Collected data:
PR #2679, opened 2026-09-18
fix: Cert-expiration check ignoring trusted timestamp for nested-ingredient claims

### LINKED ISSUE #2678: Cert-expiration check ignores trusted timestamp for nested-ingredient claims during full-store validation, breaking verify_after_sign
## Summary

With `verify_after_sign` now defaulting to `true` (#2277), signing a new manifest that includes, as an ingredient, an asset whose *own* ingredient chain contains a claim with a since-expired signing certificate now fails with `signingCredential.expired`, even though that nested claim was validly signed (per its own trusted timestamp) at the time. Under 0.90.x this was never surfaced because `verify_after_sign` defaulted to `false`.

Per the C2PA trust model, a certificate that has since expired should not invalidate a claim that carries a trusted timestamp proving it was signed while the cert was still valid. The certificate-expiration check appears to apply this "valid at time of signing" logic correctly in one code path but not another, causing an inconsistency.

## Evidence

Repro fixture: an asset with a 3-level ingredient chain (top manifest → ingredient A → ingredient B), where ingredient B's claim signature's certificate has since expired, but was signed under a trusted timestamp while still valid.

Running `c2patool <asset>` (full validation, not just read) on this asset shows the inconsistency directly in a single run:

- When ingredient B's manifest (`urn:c2pa:e1d26a14-...:adobe`) is validated **in ingredient context** (as a nested ingredient of the manifest above it), the per-ingredient `validation_results` reports success:
  ```
  claimSignature.insideValidity   self#jumbf=.../urn:c2pa:e1d26a14-.../c2pa.signature
  signingCredential.trusted       self#jumbf=.../urn:c2pa:e1d26a14-.../c2pa.signature
  ```
  i.e. the cert is correctly judged valid *as of the trusted timestamp*.

- But the aggregate, whole-store `validation_status` (the same summary that `Store::verify_store` / `verify_store_strict` produces, and that gates `sign()` when `verify_after_sign` is on) reports a **failure** for that exact same signature:
  ```
  {
    "code": "signingCredential.expired",
    "url": "self#jumbf=/c2pa/urn:c2pa:e1d26a14-.../c2pa.signature",
    "explanation": "certificate expired"
  }
  ```

So the *same claim signature*, validated by the *same tool invocation*, is judged "inside validity" in one code path and "expired" in another.

## Likely root cause

`check_certificate_profile()` in `sdk/crypto/cose/certificate_profile.rs` does the right thing when given a timestamp:

```rust
if let Some(tst_info) = _tst_info_opt {
    // checks against tst_info.gen_time — correct, timestamp-relative check
} else {
    // falls back to SystemTime::now() — wall-clock check
}
```

This suggests that somewhere along the call chain used for whole-store validation (`Store::verify_store` → `Verifier::verify_profile` → `check_end_entity_certificate_profile`), the `tst_info` for a claim that is only reachable as a nested/transitive ingredient isn't being threaded through, so it falls into the "no timestamp" branch and gets compared against today's date instead of the claim's own trusted signing time — even though that same claim's timestamp *is* available and validated elsewhere (the ingredient-context validation path clearly has it, since it reports `claimSignature.insideValidity` as a success).

## Impact

Any consumer that signs a new manifest built on top of an ingredient whose own (nested) provenance chain contains an old-but-legitimately-signed claim will now get a hard signing failure once that claim's certificate's natural expiration date passes — even though nothing about the ingredient's validity has changed. Since `verify_after_sign` is on by default as of 0.91, this affects any signing workflow that incorporates older, previously-valid assets as ingredients (e.g. long-lived asset libraries, provenance chains built up over months/years).

## Environment

- Reproduced against `c2pa` `0.91.0-rc.3` (tag `c2pa-rc-v0.91.0-rc.3`, commit `298f16e1068ece3e9972d712a4200eff08d16839`).
- Also reproduced with plain `c2patool` full validation (not tied to any downstream crate), so this is not specific to our own signing code.

## Ask

Could someone confirm whether `Store::verify_store`'s whole-store validation is intended to apply timestamp-relative expiration checking uniformly to nested-ingredient claims, and if so, look at why `tst_info` isn't reaching `check_certificate_profile` for those claims in that path? Happy to provide the repro fixture privately if useful — it's not something we can attach here directly, but it's a standard C2PA-signed JPEG with a 3-manifest ingredient chain.

scouten-adobe:
Fixes #2678.

## Problem

With `verify_after_sign` now defaulting to `true`, signing a new manifest that includes an ingredient whose own (nested) ingredient chain contains a claim signed by a since-expired certificate would fail with `signingCredential.expired`, even though that nested claim carries a trusted timestamp (or a previously recorded, attested validation) proving it was valid when signed.

## Root cause

`Store::ingredient_checks` always performs a full, live re-validation of every nested ingredient claim during whole-store validation (`Store::verify_store` / `verify_store_strict`, which gates `sign()`'s `verify_after_sign`). That live re-check can regress a nested claim from a genuine, previously-recorded success (`claimSignature.insideValidity`, attested in the ingredient assertion's own `validation_results` at add-time — cryptographically bound to that ingredient's own signature) to a `signingCredential.expired` failure once the certificate's wall-clock expiration date passes, even though nothing about the ingredient's actual validity changed.

`ValidationResults::from_store` already de-duplicates exact re-reports of ingredient-attested statuses (see the existing comment/logic in `sdk/src/validation_results.rs`), but it did not previously recognize this *contradicting*-status case: a freshly-computed `signingCredential.expired` delta for a manifest whose own attested `validation_results` already reports `claimSignature.insideValidity` for that same manifest.

## Fix

Extend the existing reconciliation logic in `ValidationResults::from_store` to also suppress that specific delta. This follows the same security model as the pre-existing dedup mechanism:
- Only ingredient-scoped, non-active-manifest statuses can be suppressed — a status describing the active manifest is always kept.
- Suppression only applies when the *same manifest label* has an ingredient attestation of `claimSignature.insideValidity` recorded in ingredient-assertion content bound to that ingredient's own signature (not forgeable without invalidating the containing claim's signature).

Added a regression test: `from_store_suppresses_ingredient_cert_expiry_attested_inside_validity`.

## Testing

- `cargo test -p c2pa --lib validation_results::tests` — pass (22/22, including the new regression test)
- `cargo test -p c2pa --lib` — 1039 passed, 3 pre-existing/unrelated failures (missing `libpng-test.png` fixture in this sandbox, confirmed to fail identically on the base commit before this change)
- `cargo clippy -p c2pa --all-targets --all-features -- -D warnings` — clean
- `cargo fmt -p c2pa` — applied

## Backport note

@scouten-adobe — this is a single-file, narrowly-scoped change to `sdk/src/validation_results.rs` and doesn't touch the certificate-trust-policy/certificate-profile code that's seen recent refactoring, so it should backport cleanly to a `release-0.91`-style branch for another RC build.


sdk/src/validation_results.rs
```diff
@@ -287,9 +298,18 @@ impl ValidationResults {
...
+                        && s.ingredient_uri().is_some()
+                        && !is_active_manifest(s.url())
+                        && s.url()
+                            .and_then(manifest_label_from_uri)
+                            .is_some_and(|label| attested_inside_validity.contains(&label));
+
                     s.ingredient_uri().is_none()
                         || is_active_manifest(s.url())
-                        || !ingredient_statuses.iter().any(|i| i == s)
+                        || (!ingredient_statuses.iter().any(|i| i == s)
```
tmathern, line 333: Non-blocking, future: Is the fact such a case was hit maybe something to consider logging as informational?

sdk/src/validation_results.rs
```diff
@@ -269,6 +272,14 @@ impl ValidationResults {
                     .flatten()
                     .collect();
 
+                let attested_inside_validity: HashSet<String> = ingredient_statuses
```
tmathern: Can this cross-reference other ingredient/manifests, or is it checked they can't "escape"? (e.g. I have 2 ingredient, A and B, each with a manifest. I can't somehow write ingredient A to say "ignore ingredient B, it was fine"?). My question comes due to potential flattening happening later, especially.

scouten-adobe: Good catch — this was in fact possible before this update. `attested_inside_validity` was built by scanning `store.claims()` globally (every claim in the store, not just ones reachable from the active manifest's real ingredient chain) and only matched on the manifest label named in the attested status's URL. Since manifest labels are visible/guessable and ingredient assertion content is attacker-influenceable, ingredient A could forge a `claimSignature.insideValidity` status whose URL names ingredient B's manifest label, and that alone would suppress a genuine live `signingCredential.expired` finding for B anywhere it was found in the store.

Fixed in d860eac8: I now track each ingredient's own manifest label alongside its reported statuses, and only add a label to the suppression set when the `insideValidity` attestation for that label was reported by the ingredient that *is* that label (self-attested), never by a different ingredient vouching for someone else. Added a regression test (`from_store_cannot_be_suppressed_by_unrelated_ingredient_attesting_foreign_manifest_label`) that reproduces exactly the A/B scenario you described — it fails without the fix and passes with it.

sdk/src/validation_results.rs
scouten-adobe: Worth considering, but not immediately. Filed #2680 to follow up.

tmathern (approved):

scouten-adobe:
Good catch on the memory usage — fixed in 1e96cc0b.

The self-attestation fix (d860eac8) had introduced an extra clone pass: it built an intermediate `Vec<(Option<String>, Vec<ValidationStatus>)>` holding every ingredient's statuses, then cloned all of them again to build the flat `ingredient_statuses` list used by the existing dedup logic. For deeply-nested manifests with many ingredients/statuses, that roughly doubled the memory held during this pass.

Reworked it into a single pass that moves each ingredient's statuses directly into `ingredient_statuses` (no clone) while building the `attested_inside_validity` label set from a borrow of the same slice just before the move. No behavior change — all tests (including the two regression tests added for the suppression/escape logic) still pass, along with clippy and fmt.

gpeacock (approved):
I think this looks ok, but it is very scary. That list of validations results is easy to mess up when adding extra conditions.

Prompt:
Check each line above for "correctly" and return the ones that have it.

Response to the exercise:
Per the C2PA trust model, a certificate that has since expired should not invalidate a claim that carries a trusted timestamp proving it was signed while the cert was still valid. The certificate-expiration check appears to apply this "valid at time of signing" logic correctly in one code path but not another, causing an inconsistency.
  i.e. the cert is correctly judged valid *as of the trusted timestamp*.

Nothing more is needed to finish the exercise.